过两分钟结束后你可以看下be.INFO里应该会打印query_id相关的信息,比如"finished query_id"之类的,里面会显示你这个query的执行时间,内存消耗以及scan bytes,在fe的audit log里找下这个query_id是不是你之前结束的查询。如果是一个查询,可以考虑把BE的vlog打开,看下这段时间到底在做什么。

这是在测试用的 ARM 集群上查询的 audit 日志。

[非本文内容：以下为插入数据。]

PR #4827, opened 2026-09-17
Alter s3 bucket replication configuration

jfharden:
We need to support rule priorities in order to import the replication rules for the assets bucket

In this PR

* Remove old imports
* Add rule priority support to the s3 bucket module 
* Bring the db_backup_s3.tf bucket replication rules into the module instead of outside


terraform/deployments/govuk-publishing-infrastructure/db_backup_s3.tf
```diff
@@ -64,6 +64,25 @@ module "secure_s3_bucket_db_backup_main" {
...
+    rules = [{
+      id                        = "replicate-db-backups-out-of-region"
+      priority                  = 10
+      status                    = var.govuk_environment == "production" ? "Enabled" : "Disabled"
+      delete_marker_replication = { status = "Disabled" }
+      destination = {
+        bucket        = module.secure_s3_bucket_db_backup_replica.arn
+        storage_class = "STANDARD_IA"
+      }
+    }]
```
jaskaransarkaria, line 79: In the deleted old config there's an empty `filter {}` underneath this rule, do we still need it? Or is it covered by the new dynamic block?

jaskaransarkaria (approved):

terraform/deployments/govuk-publishing-infrastructure/db_backup_s3.tf
jfharden: It's covered by the new dynamic block

PR #4831, opened 2026-09-17
Import s3 replication rules for assets bucket

jfharden:
Turns out our replication config for the assets bucket in prod is not in terraform. This is a first pass at importing it.

I've changed the type of the replication config rules from a set to a list so we can maintain the order of the rules when we import them

There is a small change as a result of this, but it's just to rename the rules from `prod-....` to `production-....`


samsimpson1 (approved):

terraform/deployments/govuk-publishing-infrastructure/asset_manager_s3.tf
```diff
@@ -25,6 +54,41 @@ module "assets" {
       },
     ]
   }
+
+  # There is a whole rule missing here, we also have a rule prod-assets-to-prod-backup
+  # but that uses a different role and terraform doesn't support setting different roles
+  # for different rules. We will need to consolidate the roles into one and then import it
+  replication_config = length(var.replicate_assets_to_environments) == 0 ? null : {
+    role = data.aws_iam_role.assets_s3_replication[0].arn
```
jaskaransarkaria, line 62: If we aren't in "production" will this throw an error?

terraform/shared-modules/govuk-aws-accounts/README.md
```diff
@@ -0,0 +1,47 @@
+# GOV.UK AWS Accounts
+
+A simple module which provides easy lookup of account names and IDs
```
jaskaransarkaria, line 3: 😍

terraform/deployments/govuk-publishing-infrastructure/asset_manager_s3.tf
jfharden: No, because all of the other envs don't have replicate_assets_to_environments set

PR #4839, opened 2026-09-18
add publishing taxononmy service account as a publishing api member.

AlexFaria93:
Add new service account, taxonomy-pipeline@govuk-publishing.iam.gserviceaccount.com to as viewer member for publishing-api.


.DS_Store
aaronfowles, line 1: @AlexFaria93 would you mind removing this file from the commit and then I'll approve. Thanks!

aaronfowles (changes requested):

.DS_Store
AlexFaria93: File deleted

aaronfowles (approved):

PR #4850, opened 2026-09-22
BQ table partition included

srinivasadaggu-dotcom:
As part of the feedback processing pipeline replacement with DataForm , BigQuery table partition is included for better query performance.


aaronfowles (approved):
LGTM. There was a a deployment issue with this table this morning but the plan looks OK now. We can merge this and then see if we need to take further action in a follow-up PR. I suspect we may need to reimport the resource but let's see...

PR #1703, opened 2017-12-07
fix omnibus build, pin rubygems to 2.6.x

robbkidd:
RubyGems 2.7.0-.3 seems to break the omnibus build with:

```
ERROR:  Error installing bundler:
"bundle" from bundler conflicts with /opt/supermarket/embedded/bin/bundle
```

Pinning to latest 2.6.x to fix the pipeline for release.

PEOPLE OF THE FUTURE, this pin should get revisited.


robbkidd:
Tests pass here and the omnibus build was successful. ✅

PR #1710, opened 2018-01-03
pin omnibus build's berkshelf version to latest stable

robbkidd:
There is a major version bump for berkshelf in progress on its master branch. The software definition for berkshelf rides master, so we're pinning to latest released version of berkshelf 6.


robbkidd:
This got lumped into #1716 which will be shipping shortly.

PR #1715, opened 2018-01-18
Fix version validation against chef's required format

### LINKED ISSUE #1714: Validate cookbook version format during upload
It is possible in Supermarket versions < 3.1.53 to upload a cookbook with a version number that does not conform to [Chef's cookbook version format of either X.Y.Z or X.Y](https://docs.chef.io/cookbook_versions.html#constraints). This was discovered recently when [a community cookbook was uploaded with a semantic version that included a label](https://github.com/Cognifide/aet-cookbook/issues/12).

### with `knife supermarket` ✅ 

An upload will correctly fail with the following error:

```
ERROR: Chef::Exceptions::InvalidCookbookVersion: '1.2.3-rc4' does not match 'x.y.z' or 'x.y'
```

In the process of preparing an upload, `knife supermarket` instantiates a `Chef::Version` which [performs some validation and throws an exception for non-compliant versions](https://github.com/chef/chef/blob/b12f3cc1e899006ac01bfef9348b89e19ab5027c/lib/chef/version_class.rb#L62-L72).

### with `stove` ❌ 

A cookbook with a version that is a valid semantic version (e.g. `1.2.3-rc4`, note the additional label allowed by SemVer) uploaded with `stove` will succeed. The UI will no longer display the pages for this cookbook or its previous, valid versions because of a `digits and dots only` matcher for routing. This renders the cookbook unmanageable through the web UI and the problematic version unmanageable through the API. To fix, the cookbook version must be destroyed from the Supermarket Rails console.

### with `knife supermarket` (unchanged)

An upload correctly fails with the following error:

```
ERROR: Chef::Exceptions::InvalidCookbookVersion: '1.2.3-rc4' does not match 'x.y.z' or 'x.y'
```

### with `stove`

An upload correctly fails with something like the following error:

```
E: Stove experienced an error!
E: ChefAPI::Error::HTTPBadRequest
E: The Chef Server did not understand the request because it was malformed.

    {"error_code"=>"INVALID_DATA", "error_messages"=>["Version is not a valid Chef version. Chef::Exceptions::InvalidCookbookVersion: '1.2.3-rc4' does not match 'x.y.z' or 'x.y'"]}
```

## What's up with that?

Two reasons a cookbook can be uploaded with a version that does not match Chef's version format:

* PRIMARY: Supermarket accepts the upload because as late as version 3.1.53, [cookbook versions were being validated against SemVer](https://github.com/chef/supermarket/blob/7d6e7e3718c54a53189f38b2813724f334169c68/src/supermarket/app/models/cookbook_version.rb#L101-L111) not against Chef's version format definition which is more strict than SemVer (i.e. no labels).
* SECONDARY: `stove` does not perform validation on version format conforming to Chef requirements.

robbkidd:
[A version for a cookbook must be either X.Y.Z or X.Y](https://docs.chef.io/cookbook_versions.html#constraints). Up until this change, the validation for a CookbookVersion's version was against SemVer rules. SemVer allows for release labels or build info to appear after the version number itself. Chef does not!

Here, we add a new ChefVersionValidator that reuses the existing version validation logic of the Chef gem in ::Chef::Version. Supermarket is already relying on the Chef gem to validate version constraints set for cookbook dependencies and supported platform.

Fixes #1714 to return an error to any client if a cookbook is uploaded with an invalid version.

### DIFF
--- a/src/supermarket/Gemfile
+++ b/src/supermarket/Gemfile
@@ -66,7 +66,6 @@ group :development do
   gem 'guard-rspec', require: false
   gem 'guard-rubocop', require: false
   gem 'license_finder'
-  gem 'pry-rails'
   gem 'spring'
   gem 'spring-commands-rspec'
 end
@@ -91,6 +90,7 @@ group :development, :test do
   gem 'byebug'
   gem 'launchy'
   gem 'mail_view'
+  gem 'pry-rails'
   gem 'rspec-rails'
   gem 'rubocop', '>= 0.23.0'
 
--- a/src/supermarket/Gemfile
+++ b/src/supermarket/Gemfile
@@ -43,7 +43,6 @@ gem 'rinku', require: 'rails_rinku'
 gem 'rollout'
 gem 'sass-globbing'
 gem 'sass-rails'
-gem 'semverse'
 gem 'sentry-raven', require: false
 gem 'sitemap_generator'
 gem 'sprockets'
--- a/src/supermarket/Gemfile.lock
+++ b/src/supermarket/Gemfile.lock
@@ -524,7 +524,6 @@ GEM
     sawyer (0.8.1)
       addressable (>= 2.3.5, < 2.6)
       faraday (~> 0.8, < 1.0)
-    semverse (2.0.0)
     sentry-raven (2.4.0)
       faraday (>= 0.7.6, < 1.0)
     serverspec (2.38.1)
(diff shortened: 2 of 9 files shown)


robbkidd:
@thommay Because Supermarket is already depending on the Chef gem for `Chef::VersionConstraint` validation logic, is it sensible to double-down on the gem and use it for `Chef::Version` validation and comparison logic (instead of `berkshelf/semverse`)? Or do you foresee this leading down a dark road of pain and misery?

lamont-granquist:
This looks correct.  Chef::Version is what we use to validate cookbook versions internally.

由于 be 节点挂掉,未能在 be 节点找到 query id 相关的日志。

{
	"Timestamp": "1737711157010",
	"Client": "10.60.22.0:44034",
	"User": "root",
	"AuthorizedUser": "'root'@'%'",
	"ResourceGroup": "default_wg",
	"Catalog": "unified_catalog",
	"Db": "",
	"State": "EOF",
	"ErrorCode": "",
	"Time": "3984",
	"ScanBytes": "17022",
	"ScanRows": "0",
	"ReturnRows": "0",
	"CpuCostNs": "11916257",
	"MemCostBytes": "53775824",
	"StmtId": "37",
	"QueryId": "25dcef5c-da36-11ef-8d08-06ae1418ac3a",
	"IsQuery": "true",
	"feIp": "10.60.22.0",
	"Stmt": "with tmp as( select * from us_dim.dim_user_register_info where user_id ='dddd' ), tmp1 as(select * from tmp) select * from tmp1 t1 left join ice.iceberg_db.iceberg_lineitem_parquet_zstd_multi_v2 t2 on t1.uuid=t2.id and t1.user_id=t2.l_shipdate limit 10",
	"Digest": "",
	"PlanCpuCost": "1.6531322052E12",
	"PlanMemCost": "896.0",
	"PendingTimeMs": "19",
	"BigQueryLogCPUSecondThreshold": "480",
	"BigQueryLogScanBytesThreshold": "10737418240",
	"BigQueryLogScanRowsThreshold": "1000000000",
	"Warehouse": "default_warehouse",
	"CandidateMVs": null,
	"HitMvs": null,
	"IsForwardToLeader": "false"
}

在FE的log/fe.internal.log下看下执行这条查询时有没有触发一些其他内部的query。如果没有,开vlog看下,实在不行就在查询结束后搞个core文件出来debug看下是哪个query的。